→ Task statement
The material below contains a line with "3. **Live-sync artifact" and a line with "### Status consolidation". Copy exactly those two lines and all lines between them.

→ Material provided
Issue #316, opened 2026-04-30
Scaling readiness: 3 → 8 collaborators for full ODELIA swarm experiment


Ultimate-Storm:
## Context

The full ODELIA swarm experiment will scale from 3 nodes (PR301 validation deployment) to 8 collaborators with substantially larger combined datasets. The MST validation already showed that round time is governed by the slowest site and dominated by per-round prediction export and live-sync I/O. Both will get worse at 8x and with bigger checkpoints (`1DivideAndConquer`).

## Pitfalls to address before launch

1. **Per-round aggregated prediction export** — see linked issue. Must be throttled to final-round-only (or every Nth round) before launch, otherwise round time blows up.
2. **DataLoader worker cap** — see linked issue. Per-node tuning needed.
3. **Live-sync artifact scanning at the slowest node** — file count grows with rounds × sites × artifact types. Verify the scan/upload path doesn't pile up.
4. **Model transfer + fd pressure with `1DivideAndConquer`** — checkpoints are larger; PR312's `nofile=65536` raise should hold, but verify under 8-collaborator load.
5. **Server-side aggregation cost / memory** — confirm aggregator handles 8 client deltas of the larger model without OOM.
6. **Deploy tooling** — `run_deploy_test.sh` and `run_duke_iid_startupkit_smoke.sh` are written for 3 sites; confirm they handle N sites or extend.
7. **Stale-container cleanup** — PR312 broadened cleanup; verify it scales when many sites share a host.

## Acceptance

- Pre-launch checklist completed and signed off.
- Dry run on a representative subset (e.g. 5 nodes) before the full 8-node experiment.

## Related

- #301, #312
- Linked: prediction export throttle, worker tuning, 1DivideAndConquer validation issues (above).

Ultimate-Storm:
### Status consolidation (2026-07-02): implementation of the robustness pitfalls is done; this issue now tracks the remaining **live at-scale validation**

Closing #346, #347, #348, #315 as **implemented + merged** (validated at 2–3 sites where possible). Their residual acceptance is a live 8-node (or 5-node dry-run) window, which is this issue’s purpose — consolidated here so nothing is lost.

**Landed on `main` (implementation complete):**
[...]

PR #358, opened 2026-06-25
Throttle per-round aggregated prediction export in swarm mode (#314)

### LINKED ISSUE #314: Throttle per-round aggregated prediction export in swarm validate_and_train
## Context

The PR301 MST validation run on the 3-node startup kit was about 3.3x slower than the Apr 26 baseline (median round interval ~34 min vs ~10 min). The bottleneck is the per-round aggregated prediction export performed inside `validate_and_train()` in [application/jobs/_shared/custom/threedcnn_ptl.py:587-608](application/jobs/_shared/custom/threedcnn_ptl.py#L587-L608).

→ Result for this exercise
3. **Live-sync artifact scanning at the slowest node** — file count grows with rounds × sites × artifact types. Verify the scan/upload path doesn't pile up.
4. **Model transfer + fd pressure with `1DivideAndConquer`** — checkpoints are larger; PR312's `nofile=65536` raise should hold, but verify under 8-collaborator load.
5. **Server-side aggregation cost / memory** — confirm aggregator handles 8 client deltas of the larger model without OOM.
6. **Deploy tooling** — `run_deploy_test.sh` and `run_duke_iid_startupkit_smoke.sh` are written for 3 sites; confirm they handle N sites or extend.
7. **Stale-container cleanup** — PR312 broadened cleanup; verify it scales when many sites share a host.

## Acceptance

- Pre-launch checklist completed and signed off.
- Dry run on a representative subset (e.g. 5 nodes) before the full 8-node experiment.

## Related

- #301, #312
- Linked: prediction export throttle, worker tuning, 1DivideAndConquer validation issues (above).

Ultimate-Storm:
### Status consolidation (2026-07-02): implementation of the robustness pitfalls is done; this issue now tracks the remaining **live at-scale validation**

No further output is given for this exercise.